If you ssh to the xcs-c node with the -Y option, you should be able to use the graphical interface. If you run cylc gscan then a box should pop up with your suites, which you can click on. If you investigate this, you'll see that you can right click on tasks and 'trigger' them to run them again.

comment:2 Changed 7 months ago by grenville

Jonathan

I suggest that you increase the wallclock time, then

rose suite-run —restart

and then retrigger the retrying task (or the failed task.)
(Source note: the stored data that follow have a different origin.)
Issue #1351, opened 2021-11-05
File Scoped Namespaces


Kahbazi:
Is there plan to use C# 10 File Scoped Namespaces?

Tratcher:
FYI we decided to do this for aspnetcore. https://github.com/dotnet/aspnetcore/pull/38076 

This requires the .NET 6 SDK, which we are now using.

MihaZupan:
I assume this change is only visible internally - consumers of our packages would still be able to use the 5.0 SDK and not be forced to 6.0?

Tratcher:
Right, this change is only local/style. We'll have to be careful about what other C# 10 features we use though, especially ones that affect public API.

karelz:
Triage: Yes for code. We should leave samples as they are -- see comment  in PR #1352

Tratcher:
- [x] ReverseProxy
- [x] Tests
- [ ] Kubernetes
- [ ] OperatorFramework
- [ ] TestAssets
- [ ] ~Samples & Docs~ Not while we support 3.1/5.0.
- [ ]

PR #1352, opened 2021-11-05
File Scoped Namespaces

Kahbazi:
I have only change the main project for now. Should I change the other projects too in this PR or wait for this one to be merged first?

Contributes to https://github.com/microsoft/reverse-proxy/issues/1351

### DIFF
--- a/src/ReverseProxy/Yarp.ReverseProxy.csproj
+++ b/src/ReverseProxy/Yarp.ReverseProxy.csproj
@@ -7,7 +7,6 @@
     <RootNamespace>Yarp.ReverseProxy</RootNamespace>
     <AllowUnsafeBlocks>true</AllowUnsafeBlocks>
     <Nullable>enable</Nullable>
-    <LangVersion>10.0</LangVersion>
   </PropertyGroup>
 
   <ItemGroup>
--- a/src/ReverseProxy/Yarp.ReverseProxy.csproj
+++ b/src/ReverseProxy/Yarp.ReverseProxy.csproj
@@ -7,6 +7,7 @@
     <RootNamespace>Yarp.ReverseProxy</RootNamespace>
     <AllowUnsafeBlocks>true</AllowUnsafeBlocks>
     <Nullable>enable</Nullable>
+    <LangVersion>10.0</LangVersion>
   </PropertyGroup>
 
   <ItemGroup>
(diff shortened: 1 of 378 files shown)


Tratcher:
@Kahbazi we're going to look at #1351 in triage before we decide to go forward with this. We'll get back to you next week.

WeihanLi:
Would like to suggest adding namespace style config into the `.editorconfig` for better experience <<https://github.com/WeihanLi/SparkTodo/blob/01aeada4fa7107fe864696b8e06db480b73465a7/.editorconfig#L32>>

```
csharp_style_namespace_declarations=file_scoped:suggestion
```

karelz:
Triage: We are ok with it. We want to keep samples as they are for now to not force sample users to install .NET 6 SDK when they copy-paste specific sample.

src/ReverseProxy/Yarp.ReverseProxy.csproj
```diff
@@ -7,6 +7,7 @@
     <RootNamespace>Yarp.ReverseProxy</RootNamespace>
     <AllowUnsafeBlocks>true</AllowUnsafeBlocks>
     <Nullable>enable</Nullable>
+    <LangVersion>10.0</LangVersion>
```
Tratcher, line 10: This should be global:
https://github.com/microsoft/reverse-proxy/blob/b2932df6c37044f5a72a5ef9228cf43e6b64b858/Directory.Build.props#L9

test/ReverseProxy.Tests/Configuration/ConfigProvider/ConfigurationReadingExtensionsTests.cs
```diff
@@ -3,6 +3,7 @@
 
 using System.Collections.Generic;
 using Xunit;
+using Yarp.ReverseProxy.Configuration.ConfigProvider;
```
Tratcher, line 6: ? There shouldn't be any changes that require this.

Tratcher (commented):
Please update the other projects and tests as well. Only avoid projects in the samples and docs folders that target 3.1/5.0.

Tratcher (approved):

Tratcher:
Thanks @Kahbazi. I'll leave #1351 open for now and add notes about converting other parts of the repo.

Issue #1353, opened 2021-11-05
1.0 release checklist


MihaZupan:
See [Release.md](https://github.com/microsoft/reverse-proxy/blob/main/docs/operations/Release.md) for detailed instructions.

- [x] Ensure there's a release branch created (see [Branching](https://github.com/microsoft/reverse-proxy/blob/main/docs/operations/Branching.md))
  - https://github.com/microsoft/reverse-proxy/tree/release/1.0
  - Branched on 08f6dd95bf1a940959a41f4c4a5364f7c5486060
- [x] Ensure the `Version.props` has the `PreReleaseVersionLabel` updated to the next preview
  - #1358
- [x] Identify and validate the build on the `microsoft-reverse-proxy-official` pipeline
  - https://dev.azure.com/dnceng/internal/_build/results?buildId=1457057
- [x] Release the build (unlisted)
  - https://www.nuget.org/packages/Yarp.ReverseProxy/1.0.0
  - https://www.nuget.org/packages/Yarp.Telemetry.Consumption/1.0.0
- [x] Tag the commit
  - https://github.com/microsoft/reverse-proxy/releases/tag/v1.0.0
- [x] Draft release notes
- [x] relist the packages on nuget
- [x] Update samples to use updated package versions
  - ~~#1362~~ replaced by #1364
- [x] Publish the docs
  - #1364
- [x] Publish release notes
  - https://github.com/microsoft/reverse-proxy/releases/tag/v1.0.0
- [x] Close the [old milestone](https://github.com/microsoft/reverse-proxy/milestones)
- [x] Announce on social media
  - https://twitter.com/_MihaZupan/status/1458110656650035201
- [x] Set the preview branch to protected
- [x] Delete the [previous preview branch](https://github.com/microsoft/reverse-proxy/branches)
- [x] Request source code archival
- [ ] Update docs (for changes like #1359)

WeihanLi:
The [roadmap](https://github.com/microsoft/reverse-proxy/blob/main/docs/roadmap.md) should be updated also

karelz:
@WeihanLi good point, it is now tackled in PR #1374

PR #1356, opened 2021-11-05
Remove PreReleaseVersionLabel

### LINKED ISSUE #1317: RTM package branding
We need to figure out how to properly build the RTM build. It might just be clearing this field, but we'll need to test it.
https://github.com/microsoft/reverse-proxy/blob/4e96dde49a4d600f81ba0b232c8335dc3bf6fd06/eng/Versions.props#L10

It seems to work in a local build, but we'll still need to verify in an official build.

MihaZupan:
Fixes #1317
Contributes to #1353

Should we be switching `main` to `1.1.0.preview.1` or drop the preview altogether `1.1.0`?

### DIFF
--- a/eng/Versions.props
+++ b/eng/Versions.props
@@ -7,6 +7,8 @@
       That ensures that if we get up to preview 10, it doesn't sort as between preview 1 and preview 2!
       See https://semver.org/spec/v2.0.0.html for details.
     -->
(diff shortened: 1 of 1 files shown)


Tratcher:
Let's stick with `1.1.0.preview.1` until we decide if there will be previews or not.

Tratcher (approved):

[the model ran out of wallclock time:

⇒> PBS: job killed: walltime 6305 exceeded limit 6300
aprun: Apid 95039843: Caught signal Terminated, sending to application
Application 95039843 is crashing. ATP analysis proceeding…
Terminated]

Grenville

comment:3 Changed 7 months ago by jonathan

Dear both

Thanks. I cannot resubmit because I have run out of disk space. I guess this is /working, where I am using 25 Gbyte. What is the quota?

Cheers

Jonathan

comment:4 Changed 7 months ago by ros

Hi Jonathan,

Can you post the full log that you get to the command line when you try and restart the suite please? As far a I am aware there are not individual quotas on /working.

Cheers,
Ros.

comment:5 Changed 7 months ago by jonathan

Dear Ros

Oh dear, I seem to be having elementary problems now! On nexcs

xcslc0$ pwd
/home/d01/hadsa/roses/u-bq683
xcslc0$ rose suite-run —restart

and it's just stuck in that. I thought yesterday that was the command I issued (following Grenville's email above) and it complained of running out of disk space, I think when gzipping old logs or something.

Jonathan

comment:6 Changed 7 months ago by ros

Hi Jonathan,

0900 - 1100 on Tuesdays is Monsoon's maintenance window during which time it is possible there may be some unadvertised disruption. The /projects disk is currently unavailable which is the cause of the hang you've just experienced. Advise wait until 11:00 to try again.

Regards,
Ros.

comment:7 Changed 7 months ago by ros

Hi Jonathan,

I have confirmation that there is a Lustre timeout issue affecting xcslc0. xcslc1 is not affected so suggest try logging into xcslc1 and try restarting the suite from there.

Cheers,
Ros.

comment:8 Changed 7 months ago by jonathan

In that case I get

xcslc1$ cd /home/d01/hadsa/roses/u-bq683
xcslc1$ rose suite-run —restart
[FAIL] [Errno 2] No such file or directory: '/home/d01/hadsa/cylc-run/u-bq683/log/rose-suite-run.conf'

It's quite right, there is no such file. What does that mean? Sorry to be so ignorant.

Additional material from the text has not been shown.